- **Directions**
Among the entries that follow, the required portion opens with the line containing "documents valid span statuses" and closes with the line containing "An optional final". Give that portion again exactly, and nothing else.

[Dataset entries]
____

PR #555, opened 2023-03-10
documents valid span statuses

marcdel:
In hindsight the `:unset` was a clue, but it wasn't clear to me what the valid options are for status -- might be nice to spell it out explicitly. I could also see it [here](https://github.com/open-telemetry/opentelemetry-erlang/blob/v1.2.1/apps/opentelemetry_api/lib/open_telemetry.ex#LL106-L106) instead 🤷🏻‍♂️

### DIFF
--- a/apps/opentelemetry_api/lib/open_telemetry.ex
+++ b/apps/opentelemetry_api/lib/open_telemetry.ex
@@ -98,10 +98,11 @@ defmodule OpenTelemetry do
 
   @typedoc """
   An optional final status for this span. Semantically when Status
-  wasn't set it means span ended without errors and assume `unset`.
+  wasn't set it means span ended without errors and assume `:unset`.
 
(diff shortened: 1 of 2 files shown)


bryannaegele:
There is some nuance here that I think needs to be captured if adding more info here. `:unset` is not a status that users can set, so that isn't something we want to say is a valid argument to `set_status` as it will be ignored.

marcdel:
Ahh, okay I see [this](https://github.com/open-telemetry/opentelemetry-specification/blob/main/specification/trace/api.md?plain=1#L591) now:
```
An attempt to set value `Unset` SHOULD be ignored.
```

marcdel:
I updated the doc to remove `:unset` as a valid parameter value to `set_status`. I added a couple other things, but let me know if it's too much!

tsloughter (approved):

____

- **Solution below**
documents valid span statuses

marcdel:
In hindsight the `:unset` was a clue, but it wasn't clear to me what the valid options are for status -- might be nice to spell it out explicitly. I could also see it [here](https://github.com/open-telemetry/opentelemetry-erlang/blob/v1.2.1/apps/opentelemetry_api/lib/open_telemetry.ex#LL106-L106) instead 🤷🏻‍♂️

### DIFF
--- a/apps/opentelemetry_api/lib/open_telemetry.ex
+++ b/apps/opentelemetry_api/lib/open_telemetry.ex
@@ -98,10 +98,11 @@ defmodule OpenTelemetry do
 
   @typedoc """
   An optional final status for this span. Semantically when Status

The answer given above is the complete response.